(EXERCISE DIRECTIONS) Within the listing below, please copy exactly the lines between the line holding "To focus on" and the line holding "I thought it", inclusive.

INFORMATION SUPPLIED START

PR #4301, opened 2024-12-07
feat: Print config on connection test

Glutexo:
### All Pull Requests:

Check all that apply:

For non-legacy, `--test-connection` dumps a user-friendly connection configuration.

First, the authentication information is printed starting with type. For `BASIC`, username is printed. For `CERT`, certificate and key paths are verified and printed. In case of missing files or credentials, the connection test fails immediately.

Second, tested URLs (base, Ingress, Inventory, API cast) are listed and server type (production, staging, Satellite) is determined. HTTPS proxy information is included.

Card IDs:
* [CCT-963](https://issues.redhat.com/browse/CCT-963)

### DIFF
--- a/insights/client/client.py
+++ b/insights/client/client.py
@@ -326,7 +326,7 @@ def collect(config):
     pc = InsightsUploadConf(config)
     dc = CoreCollector(config)
 
-    logger.info('Starting to collect Insights data for %s' % determine_hostname(config.display_name))
+    logger.info('* Starting to collect Insights data for %s' % detsermine_hostname(config.display_name))
 
     dc.run_collection(pc.get_rm_conf(),
                       get_branch_info(config),
--- a/insights/client/connection.py
+++ b/insights/client/connection.py
@@ -388,6 +388,76 @@ class InsightsConnection(object):
             raise
 
     def test_connection(self, rc=0):
+        logger.info("Running Connection Tests...")
+        if self.config.legacy_upload:
+            return self._legacy_test_connection(rc)
+
+        authentication_failures = []
+        if self.authmethod == "BASIC":
+            logger.info("\nAuthentication: login credentials ({})".format(self.authmethod))
+
+            for credential_description, var, placeholder in [
+                ("Username", self.username, None),
+                ("Password", self.password, "********"),
+            ]:
+                if not var:
+                    authentication_failure = "{} not set.".format(credential_description)
+                    authentication_failures.append(authentication_failure)
+
+                val = placeholder or var if var else "not set"
+                logger.info("  %s: %s", credential_description, val)
+        elif self.authmethod == "CERT":
+            logger.info("\nAuthentication: identity certificate ({})".format(self.authmethod))
+
+            for path_description, path_func in [
+                ("Certificate", rhsmCertificate.certpath),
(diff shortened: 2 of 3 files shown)


m-horky (changes requested):
Reviewing without running the code first. The methods seem reasonably split, that's a good indicator of it being maintainable, good job on that.

My biggest problem with this approach is that you are using logs as public API. Your output, to be pretty-printed, is prefixed with a bunch of space characters, and the fact that the stdout is your API makes your tests very verbose and difficult to handle. There is no separation between the business logic and the presentation.

Instead, I'd much rather see the tests return some kinds of objects (class instances, named tuples, exceptions, whatever) that would contain information about what has gone wrong.

For example, in `_test_url_config()`, we could do something like
```py
try:
    parsed = urllib3.util.url.parse_url(url)
except urllib3.exceptions.LocationParseError:
    return ConfigurationIssue(
        cause="Malformed URL",
        url=url,
        description="API URL"
    )
```
what would get pretty-printed somewhere else. This would make your tests much simpler and smaller.

I know the Core codebase does it, but please don't misuse logging for standard output. For this output-heavy command, let's use `print`s instead. I'd like to see logs as well, for both ok and failed findings, to allow support and engineers debug network issues, though

```
14:37:01.001 ... test_connection OK: test=proxy-url, result=https://proxy.internal
14:37:01.003 ... test_connection OK: test=proxy-connection, result=can establish connection
```

that could be presented as text
```
Running tests...
- Proxy configuration is valid: OK
- Proxy is reachable: OK
  ...
```

Glutexo:
Copying my JIRA [comment](https://issues.redhat.com/browse/CCT-963?focusedId=26503443&page=com.atlassian.jira.plugin.system.issuetabpanels:comment-tabpanel#comment-26503443):

To focus on another task, I am leaving this pull request to Petter. I pushed everything I have done so far.

Matyáš’s review comments need to be addressed. Most importantly his request to split the presentation (error messages) from the logic (the actual connection tests). The test URLs method should return an object, which is then separately translated to the output. Doing so, the function can be mocked and tests are less brittle. (I was thinking about putting this in a follow-up card, keeping the current Insights Client style for now. Matyáš doesn’t want to merge without the split though.)

Other things that need to be done are:
- The messages suggesting to check Red Hat Status page should only be printed if the Client connects to Red Hat servers, not Satellite.
- Existing tests (currently marked as skipped) need to be either fixed or removed.
- The pull request description and the commit message should describe its content. Currently, it’s an unedited squash of multiple outdated commit messages.

I thought it would be appropriate to change all the non-debug test connection log messages to the `INFO` level: even a failure is not an error, just an expected output. Doing so would remove log level mixing and simplify the tests a lot: a simple function expanding a list of messages into caplog record tuples would save a lot of repetition.

Personally, I would think parametrize the `insights_connection` fixture configured by the `insights_config` marker. That would allow using the fixture in the few tests that currently create the object manually. See [Parametrizing fixtures](https://docs.pytest.org/en/latest/how-to/fixtures.html#parametrizing-fixtures) in Pytest documentation.

pkoprda:
Since for now we don't want to introduce any further regression into the client functionality, this PR can be closed.
@xiangce can you close this PR?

INFORMATION SUPPLIED END

(WRITTEN ANSWER)
To focus on another task, I am leaving this pull request to Petter. I pushed everything I have done so far.

Matyáš’s review comments need to be addressed. Most importantly his request to split the presentation (error messages) from the logic (the actual connection tests). The test URLs method should return an object, which is then separately translated to the output. Doing so, the function can be mocked and tests are less brittle. (I was thinking about putting this in a follow-up card, keeping the current Insights Client style for now. Matyáš doesn’t want to merge without the split though.)

Other things that need to be done are:
- The messages suggesting to check Red Hat Status page should only be printed if the Client connects to Red Hat servers, not Satellite.
- Existing tests (currently marked as skipped) need to be either fixed or removed.
- The pull request description and the commit message should describe its content. Currently, it’s an unedited squash of multiple outdated commit messages.

I thought it would be appropriate to change all the non-debug test connection log messages to the `INFO` level: even a failure is not an error, just an expected output. Doing so would remove log level mixing and simplify the tests a lot: a simple function expanding a list of messages into caplog record tuples would save a lot of repetition.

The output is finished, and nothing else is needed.